Waiting for silence is not a behaviour improvement technique but an invitation for pupils to take control of the lesson. Pausing briefly can work well when you know them and they understand what that means. When the pause is momentary, accompanied with a look of gentle surprise rather than anger, it can bring attention back. Offering to wait in silence until pupils decide to come to order is an invitation for more disruption.

I once watched a teacher wait for silence for 30 minutes. She repeated: "I'm waiting", endlessly and, in desperation, shouted and then screamed it. The pupils knew she was waiting. They had control and took advantage.

Try reducing the time you demand the attention of the whole class. Too much teacher talk drives low-level disruption. Consider structuring your teaching so you speak to small groups instead of the whole class at once. Build up to speaking to the whole class. It takes time, rapport and experience to sustain the attention of a large group for a long period.

When you do ask for their attention, immediately and assertively reinforce those pupils who give you their attention. Describe the behaviour you want to see: "Thank you for turning your chair and looking this way." Embellish your countdown with positive reinforcement and direction: "Five, thank you this group for turning away from the screens, four, Ashraf can you close the book, three, great Charlotte", and so on. Finally, when I am working with a new group, I immediately reflect the respect they are showing.
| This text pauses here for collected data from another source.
Issue #1115, opened 2024-07-07
What to do with the output from calibration?


tuxbotix:
With #798 being merged, an `AdditionalOutput` of `CalibrationController` streams the latest correction values.

The question is how to save these values into the parameters.json?

* Can we directly write to parameters?
* If not, perhaps a twix panel can be built to view the corrections and apply to the nao and save to disk (i.e. modified version of manual extrinsic panel)
* What does other teams do?

PR #1159, opened 2024-07-11
add toggle between old calibration mode and new calibration mode

MaikRe:
## Why? What?

I think completely removing the old calibration mode this close to an event could prove fatal if the new one isn't full functional #1115 or if and when people want to do manual adjustments, either during an event, or in the future to manually break camera matrices on purpose as we have done before for testing.
This adds a simple boolean toggle between the old and new calibration.

Feel free to suggest better naming

Fixes #

## How to Test

Setting the bool to false uses the new calibration which does (something) I guess?
Setting to true should make robot behave as before, i.e. stand up straight with the head stiffness at 0.

### DIFF
--- a/etc/parameters/default.json
+++ b/etc/parameters/default.json
@@ -1530,6 +1530,7 @@
     "look_at_dispatch_delay": {
       "nanos": 0,
       "secs": 1
-    }
+    },
+    "use_stand_head_unstiff_calibration": false
   }
 }
--- a/etc/parameters/default.json
+++ b/etc/parameters/default.json
@@ -1531,6 +1531,6 @@
       "nanos": 0,
       "secs": 1
     },
-    "use_stand_head_unstiff_calibration": false
+    "use_stand_head_unstiff_calibration": true
   }
 }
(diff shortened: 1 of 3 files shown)


etc/parameters/default.json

- Paul Dix is managing director of behaviour consultancy Pivotal Education

Checklist

Do

- Use pauses sparingly when you want to make a point.

- Try to reduce the amount of time you demand attention from the class.

- Reinforce the behaviour you want to see.

- Make sure the pupils realise there are consequences for crossing the agreed boundaries.

Don't

- Allow the pupils to take control of the class by waiting fruitlessly for silence.